Exercise. Which of the lines below contain the string "root"? Copy each one.
*** Provided records Section Begins ***
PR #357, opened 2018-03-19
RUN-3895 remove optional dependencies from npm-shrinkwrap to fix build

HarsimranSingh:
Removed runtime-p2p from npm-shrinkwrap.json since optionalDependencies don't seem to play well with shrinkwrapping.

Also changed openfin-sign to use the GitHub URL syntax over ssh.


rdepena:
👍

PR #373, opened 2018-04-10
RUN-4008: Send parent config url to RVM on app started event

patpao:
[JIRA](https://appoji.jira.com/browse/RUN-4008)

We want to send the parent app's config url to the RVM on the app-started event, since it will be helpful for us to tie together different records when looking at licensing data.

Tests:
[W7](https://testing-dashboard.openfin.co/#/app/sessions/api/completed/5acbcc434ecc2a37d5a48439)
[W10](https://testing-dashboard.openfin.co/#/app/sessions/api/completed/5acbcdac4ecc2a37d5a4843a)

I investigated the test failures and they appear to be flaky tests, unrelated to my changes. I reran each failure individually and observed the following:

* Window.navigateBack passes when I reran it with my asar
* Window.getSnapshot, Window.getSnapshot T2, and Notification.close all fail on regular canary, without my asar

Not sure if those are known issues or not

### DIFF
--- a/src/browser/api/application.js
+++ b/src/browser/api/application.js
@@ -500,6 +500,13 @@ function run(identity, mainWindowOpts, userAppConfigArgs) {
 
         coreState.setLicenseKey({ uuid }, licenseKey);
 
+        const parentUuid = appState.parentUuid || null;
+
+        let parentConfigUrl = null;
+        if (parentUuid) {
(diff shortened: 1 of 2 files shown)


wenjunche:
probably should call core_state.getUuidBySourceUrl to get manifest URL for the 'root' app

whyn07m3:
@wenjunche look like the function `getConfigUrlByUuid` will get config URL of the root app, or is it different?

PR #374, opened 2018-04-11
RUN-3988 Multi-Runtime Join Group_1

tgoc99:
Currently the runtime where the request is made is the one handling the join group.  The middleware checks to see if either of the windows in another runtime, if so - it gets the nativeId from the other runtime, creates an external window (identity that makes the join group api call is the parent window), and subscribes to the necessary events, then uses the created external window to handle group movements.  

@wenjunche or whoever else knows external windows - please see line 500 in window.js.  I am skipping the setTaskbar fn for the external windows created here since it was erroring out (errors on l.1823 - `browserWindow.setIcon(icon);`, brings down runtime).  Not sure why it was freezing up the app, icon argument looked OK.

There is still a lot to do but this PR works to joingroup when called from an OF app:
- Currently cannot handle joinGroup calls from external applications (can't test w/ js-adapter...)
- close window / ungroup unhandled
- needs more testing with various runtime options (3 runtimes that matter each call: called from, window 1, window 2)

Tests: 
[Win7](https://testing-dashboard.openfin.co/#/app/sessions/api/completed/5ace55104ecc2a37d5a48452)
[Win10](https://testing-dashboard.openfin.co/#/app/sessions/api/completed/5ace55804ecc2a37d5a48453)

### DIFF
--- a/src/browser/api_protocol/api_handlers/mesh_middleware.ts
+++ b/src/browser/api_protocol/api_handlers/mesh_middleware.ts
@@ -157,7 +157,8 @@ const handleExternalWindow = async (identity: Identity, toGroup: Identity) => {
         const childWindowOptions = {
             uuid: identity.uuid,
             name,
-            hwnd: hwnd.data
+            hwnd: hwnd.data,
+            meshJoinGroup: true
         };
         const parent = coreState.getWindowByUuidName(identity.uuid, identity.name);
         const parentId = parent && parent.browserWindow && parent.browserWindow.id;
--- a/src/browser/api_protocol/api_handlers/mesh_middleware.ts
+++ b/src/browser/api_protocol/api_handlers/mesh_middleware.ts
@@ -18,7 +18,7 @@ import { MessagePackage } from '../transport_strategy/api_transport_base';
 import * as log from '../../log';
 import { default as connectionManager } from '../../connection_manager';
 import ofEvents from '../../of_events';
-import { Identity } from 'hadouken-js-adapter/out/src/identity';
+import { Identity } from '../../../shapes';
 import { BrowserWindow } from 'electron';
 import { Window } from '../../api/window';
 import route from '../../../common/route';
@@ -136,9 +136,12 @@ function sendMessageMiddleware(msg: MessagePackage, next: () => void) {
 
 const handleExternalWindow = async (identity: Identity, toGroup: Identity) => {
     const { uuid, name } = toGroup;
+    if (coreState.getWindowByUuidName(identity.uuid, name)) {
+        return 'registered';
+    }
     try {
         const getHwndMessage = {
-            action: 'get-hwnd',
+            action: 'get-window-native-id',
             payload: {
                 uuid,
*** Provided records Section Ends ***
Written solution.
probably should call core_state.getUuidBySourceUrl to get manifest URL for the 'root' app
@wenjunche look like the function `getConfigUrlByUuid` will get config URL of the root app, or is it different?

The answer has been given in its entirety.